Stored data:
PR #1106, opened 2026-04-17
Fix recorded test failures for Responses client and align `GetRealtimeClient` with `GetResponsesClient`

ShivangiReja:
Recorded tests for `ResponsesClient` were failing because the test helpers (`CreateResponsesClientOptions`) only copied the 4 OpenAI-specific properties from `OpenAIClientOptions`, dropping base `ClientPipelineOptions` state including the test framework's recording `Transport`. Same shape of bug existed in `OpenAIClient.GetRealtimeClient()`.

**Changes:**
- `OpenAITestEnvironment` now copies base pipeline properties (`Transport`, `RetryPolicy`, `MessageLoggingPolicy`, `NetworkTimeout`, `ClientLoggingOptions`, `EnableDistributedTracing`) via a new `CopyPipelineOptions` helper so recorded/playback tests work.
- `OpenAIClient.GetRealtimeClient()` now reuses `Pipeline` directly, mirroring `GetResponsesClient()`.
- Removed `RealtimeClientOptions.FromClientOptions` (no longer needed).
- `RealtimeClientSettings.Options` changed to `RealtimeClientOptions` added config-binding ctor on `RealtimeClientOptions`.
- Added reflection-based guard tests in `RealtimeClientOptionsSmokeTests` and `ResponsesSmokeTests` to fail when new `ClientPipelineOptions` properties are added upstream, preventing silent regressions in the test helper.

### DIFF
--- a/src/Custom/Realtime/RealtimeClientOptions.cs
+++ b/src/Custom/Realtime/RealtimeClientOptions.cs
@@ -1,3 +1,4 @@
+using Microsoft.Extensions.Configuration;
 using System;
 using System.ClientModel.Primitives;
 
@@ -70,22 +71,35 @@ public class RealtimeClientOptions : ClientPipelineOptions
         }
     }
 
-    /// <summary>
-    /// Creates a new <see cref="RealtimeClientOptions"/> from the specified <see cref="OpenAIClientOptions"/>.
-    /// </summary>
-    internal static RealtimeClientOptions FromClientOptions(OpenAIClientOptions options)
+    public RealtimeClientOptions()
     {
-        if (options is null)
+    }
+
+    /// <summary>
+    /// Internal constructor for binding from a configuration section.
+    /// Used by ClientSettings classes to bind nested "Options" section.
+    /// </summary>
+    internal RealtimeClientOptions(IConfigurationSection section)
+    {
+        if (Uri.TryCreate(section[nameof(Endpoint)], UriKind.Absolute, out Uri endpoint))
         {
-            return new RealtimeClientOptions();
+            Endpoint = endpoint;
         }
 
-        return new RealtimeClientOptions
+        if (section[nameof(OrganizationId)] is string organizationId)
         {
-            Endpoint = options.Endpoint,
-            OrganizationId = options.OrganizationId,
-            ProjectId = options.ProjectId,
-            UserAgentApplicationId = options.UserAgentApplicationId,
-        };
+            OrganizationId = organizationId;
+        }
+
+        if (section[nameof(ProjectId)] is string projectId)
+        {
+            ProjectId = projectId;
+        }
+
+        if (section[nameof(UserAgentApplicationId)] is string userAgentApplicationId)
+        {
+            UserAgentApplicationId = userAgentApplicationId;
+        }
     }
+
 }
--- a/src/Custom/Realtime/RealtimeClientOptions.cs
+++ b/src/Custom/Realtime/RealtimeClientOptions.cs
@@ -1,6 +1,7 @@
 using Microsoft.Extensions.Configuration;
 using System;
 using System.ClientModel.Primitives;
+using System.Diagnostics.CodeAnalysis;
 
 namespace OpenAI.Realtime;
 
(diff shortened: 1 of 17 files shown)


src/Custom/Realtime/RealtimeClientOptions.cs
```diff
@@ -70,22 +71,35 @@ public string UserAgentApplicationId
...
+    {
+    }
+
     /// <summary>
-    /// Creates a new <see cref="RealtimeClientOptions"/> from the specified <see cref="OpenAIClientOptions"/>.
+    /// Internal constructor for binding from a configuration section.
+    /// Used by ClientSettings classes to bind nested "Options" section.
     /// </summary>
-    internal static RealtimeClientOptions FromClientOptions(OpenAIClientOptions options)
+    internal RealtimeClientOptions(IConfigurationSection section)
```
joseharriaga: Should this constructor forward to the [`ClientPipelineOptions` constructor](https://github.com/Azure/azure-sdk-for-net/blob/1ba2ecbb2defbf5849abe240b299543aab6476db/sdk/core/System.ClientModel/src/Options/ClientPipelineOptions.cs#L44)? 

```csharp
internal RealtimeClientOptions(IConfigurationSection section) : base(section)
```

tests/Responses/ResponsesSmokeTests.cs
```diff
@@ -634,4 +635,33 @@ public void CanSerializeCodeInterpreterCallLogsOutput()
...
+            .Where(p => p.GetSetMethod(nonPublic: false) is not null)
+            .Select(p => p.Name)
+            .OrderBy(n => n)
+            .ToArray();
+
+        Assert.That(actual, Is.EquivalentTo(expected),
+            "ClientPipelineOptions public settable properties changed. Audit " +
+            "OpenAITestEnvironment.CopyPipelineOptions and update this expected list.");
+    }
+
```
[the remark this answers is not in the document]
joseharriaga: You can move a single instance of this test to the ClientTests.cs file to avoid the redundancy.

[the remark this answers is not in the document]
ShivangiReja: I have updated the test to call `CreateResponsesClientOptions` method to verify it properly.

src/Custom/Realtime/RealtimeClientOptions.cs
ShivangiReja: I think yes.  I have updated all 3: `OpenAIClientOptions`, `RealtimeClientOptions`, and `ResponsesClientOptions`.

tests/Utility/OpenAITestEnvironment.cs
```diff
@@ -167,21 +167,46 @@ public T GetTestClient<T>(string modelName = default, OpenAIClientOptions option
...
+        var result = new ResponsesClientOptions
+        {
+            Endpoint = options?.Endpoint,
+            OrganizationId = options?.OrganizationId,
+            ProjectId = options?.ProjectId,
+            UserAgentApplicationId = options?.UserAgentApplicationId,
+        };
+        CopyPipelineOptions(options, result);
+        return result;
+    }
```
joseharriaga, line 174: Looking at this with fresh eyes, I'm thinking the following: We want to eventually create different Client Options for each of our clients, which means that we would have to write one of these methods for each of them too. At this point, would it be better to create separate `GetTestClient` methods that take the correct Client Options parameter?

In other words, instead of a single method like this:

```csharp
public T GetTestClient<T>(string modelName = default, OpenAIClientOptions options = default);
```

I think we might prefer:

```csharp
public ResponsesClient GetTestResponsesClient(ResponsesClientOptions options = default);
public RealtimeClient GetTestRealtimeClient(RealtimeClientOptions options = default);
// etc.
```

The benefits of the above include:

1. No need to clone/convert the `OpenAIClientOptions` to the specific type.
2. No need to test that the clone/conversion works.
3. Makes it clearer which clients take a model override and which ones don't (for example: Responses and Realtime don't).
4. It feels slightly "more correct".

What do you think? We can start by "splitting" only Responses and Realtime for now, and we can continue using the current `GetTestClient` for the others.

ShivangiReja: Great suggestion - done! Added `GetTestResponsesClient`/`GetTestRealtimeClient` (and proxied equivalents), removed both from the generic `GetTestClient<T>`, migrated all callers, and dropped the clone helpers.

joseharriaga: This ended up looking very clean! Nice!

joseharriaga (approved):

# Problem
Your answer should be the full set of records, printed exactly.

# Result for this exercise
PR #1106, opened 2026-04-17
Fix recorded test failures for Responses client and align `GetRealtimeClient` with `GetResponsesClient`

ShivangiReja:
Recorded tests for `ResponsesClient` were failing because the test helpers (`CreateResponsesClientOptions`) only copied the 4 OpenAI-specific properties from `OpenAIClientOptions`, dropping base `ClientPipelineOptions` state including the test framework's recording `Transport`. Same shape of bug existed in `OpenAIClient.GetRealtimeClient()`.

**Changes:**
- `OpenAITestEnvironment` now copies base pipeline properties (`Transport`, `RetryPolicy`, `MessageLoggingPolicy`, `NetworkTimeout`, `ClientLoggingOptions`, `EnableDistributedTracing`) via a new `CopyPipelineOptions` helper so recorded/playback tests work.
- `OpenAIClient.GetRealtimeClient()` now reuses `Pipeline` directly, mirroring `GetResponsesClient()`.
- Removed `RealtimeClientOptions.FromClientOptions` (no longer needed).
- `RealtimeClientSettings.Options` changed to `RealtimeClientOptions` added config-binding ctor on `RealtimeClientOptions`.
- Added reflection-based guard tests in `RealtimeClientOptionsSmokeTests` and `ResponsesSmokeTests` to fail when new `ClientPipelineOptions` properties are added upstream, preventing silent regressions in the test helper.

### DIFF
--- a/src/Custom/Realtime/RealtimeClientOptions.cs
+++ b/src/Custom/Realtime/RealtimeClientOptions.cs
@@ -1,3 +1,4 @@
+using Microsoft.Extensions.Configuration;
 using System;
 using System.ClientModel.Primitives;
 
@@ -70,22 +71,35 @@ public class RealtimeClientOptions : ClientPipelineOptions
         }
     }
 
-    /// <summary>
-    /// Creates a new <see cref="RealtimeClientOptions"/> from the specified <see cref="OpenAIClientOptions"/>.
-    /// </summary>
-    internal static RealtimeClientOptions FromClientOptions(OpenAIClientOptions options)
+    public RealtimeClientOptions()
     {
-        if (options is null)
+    }
+
+    /// <summary>
+    /// Internal constructor for binding from a configuration section.
+    /// Used by ClientSettings classes to bind nested "Options" section.
+    /// </summary>
+    internal RealtimeClientOptions(IConfigurationSection section)
+    {
+        if (Uri.TryCreate(section[nameof(Endpoint)], UriKind.Absolute, out Uri endpoint))
         {
-            return new RealtimeClientOptions();
+            Endpoint = endpoint;
         }
 
-        return new RealtimeClientOptions
+        if (section[nameof(OrganizationId)] is string organizationId)
         {
-            Endpoint = options.Endpoint,
-            OrganizationId = options.OrganizationId,
-            ProjectId = options.ProjectId,
-            UserAgentApplicationId = options.UserAgentApplicationId,
-        };
+            OrganizationId = organizationId;
+        }
+
+        if (section[nameof(ProjectId)] is string projectId)
+        {
+            ProjectId = projectId;
+        }
+
+        if (section[nameof(UserAgentApplicationId)] is string userAgentApplicationId)
+        {
+            UserAgentApplicationId = userAgentApplicationId;
+        }
     }
+
 }
--- a/src/Custom/Realtime/RealtimeClientOptions.cs
+++ b/src/Custom/Realtime/RealtimeClientOptions.cs
@@ -1,6 +1,7 @@
 using Microsoft.Extensions.Configuration;
 using System;
 using System.ClientModel.Primitives;
+using System.Diagnostics.CodeAnalysis;
 
 namespace OpenAI.Realtime;
 
(diff shortened: 1 of 17 files shown)


src/Custom/Realtime/RealtimeClientOptions.cs
```diff
@@ -70,22 +71,35 @@ public string UserAgentApplicationId
...
+    {
+    }
+
     /// <summary>
-    /// Creates a new <see cref="RealtimeClientOptions"/> from the specified <see cref="OpenAIClientOptions"/>.
+    /// Internal constructor for binding from a configuration section.
+    /// Used by ClientSettings classes to bind nested "Options" section.
     /// </summary>
-    internal static RealtimeClientOptions FromClientOptions(OpenAIClientOptions options)
+    internal RealtimeClientOptions(IConfigurationSection section)
```
joseharriaga: Should this constructor forward to the [`ClientPipelineOptions` constructor](https://github.com/Azure/azure-sdk-for-net/blob/1ba2ecbb2defbf5849abe240b299543aab6476db/sdk/core/System.ClientModel/src/Options/ClientPipelineOptions.cs#L44)? 

```csharp
internal RealtimeClientOptions(IConfigurationSection section) : base(section)
```

tests/Responses/ResponsesSmokeTests.cs
```diff
@@ -634,4 +635,33 @@ public void CanSerializeCodeInterpreterCallLogsOutput()
...
+            .Where(p => p.GetSetMethod(nonPublic: false) is not null)
+            .Select(p => p.Name)
+            .OrderBy(n => n)
+            .ToArray();
+
+        Assert.That(actual, Is.EquivalentTo(expected),
+            "ClientPipelineOptions public settable properties changed. Audit " +
+            "OpenAITestEnvironment.CopyPipelineOptions and update this expected list.");
+    }
+
```
[the remark this answers is not in the document]
joseharriaga: You can move a single instance of this test to the ClientTests.cs file to avoid the redundancy.

[the remark this answers is not in the document]
ShivangiReja: I have updated the test to call `CreateResponsesClientOptions` method to verify it properly.

src/Custom/Realtime/RealtimeClientOptions.cs
ShivangiReja: I think yes.  I have updated all 3: `OpenAIClientOptions`, `RealtimeClientOptions`, and `ResponsesClientOptions`.

tests/Utility/OpenAITestEnvironment.cs
```diff
@@ -167,21 +167,46 @@ public T GetTestClient<T>(string modelName = default, OpenAIClientOptions option
...
+        var result = new ResponsesClientOptions
+        {
+            Endpoint = options?.Endpoint,
+            OrganizationId = options?.OrganizationId,
+            ProjectId = options?.ProjectId,
+            UserAgentApplicationId = options?.UserAgentApplicationId,
+        };
+        CopyPipelineOptions(options, result);
+        return result;
+    }
```
joseharriaga, line 174: Looking at this with fresh eyes, I'm thinking the following: We want to eventually create different Client Options for each of our clients, which means that we would have to write one of these methods for each of them too. At this point, would it be better to create separate `GetTestClient` methods that take the correct Client Options parameter?

In other words, instead of a single method like this:

```csharp
public T GetTestClient<T>(string modelName = default, OpenAIClientOptions options = default);
```

I think we might prefer:

```csharp
public ResponsesClient GetTestResponsesClient(ResponsesClientOptions options = default);
public RealtimeClient GetTestRealtimeClient(RealtimeClientOptions options = default);
// etc.
```

The benefits of the above include:

1. No need to clone/convert the `OpenAIClientOptions` to the specific type.
2. No need to test that the clone/conversion works.
3. Makes it clearer which clients take a model override and which ones don't (for example: Responses and Realtime don't).
4. It feels slightly "more correct".

What do you think? We can start by "splitting" only Responses and Realtime for now, and we can continue using the current `GetTestClient` for the others.

ShivangiReja: Great suggestion - done! Added `GetTestResponsesClient`/`GetTestRealtimeClient` (and proxied equivalents), removed both from the generic `GetTestClient<T>`, migrated all callers, and dropped the clone helpers.

joseharriaga: This ended up looking very clean! Nice!

joseharriaga (approved):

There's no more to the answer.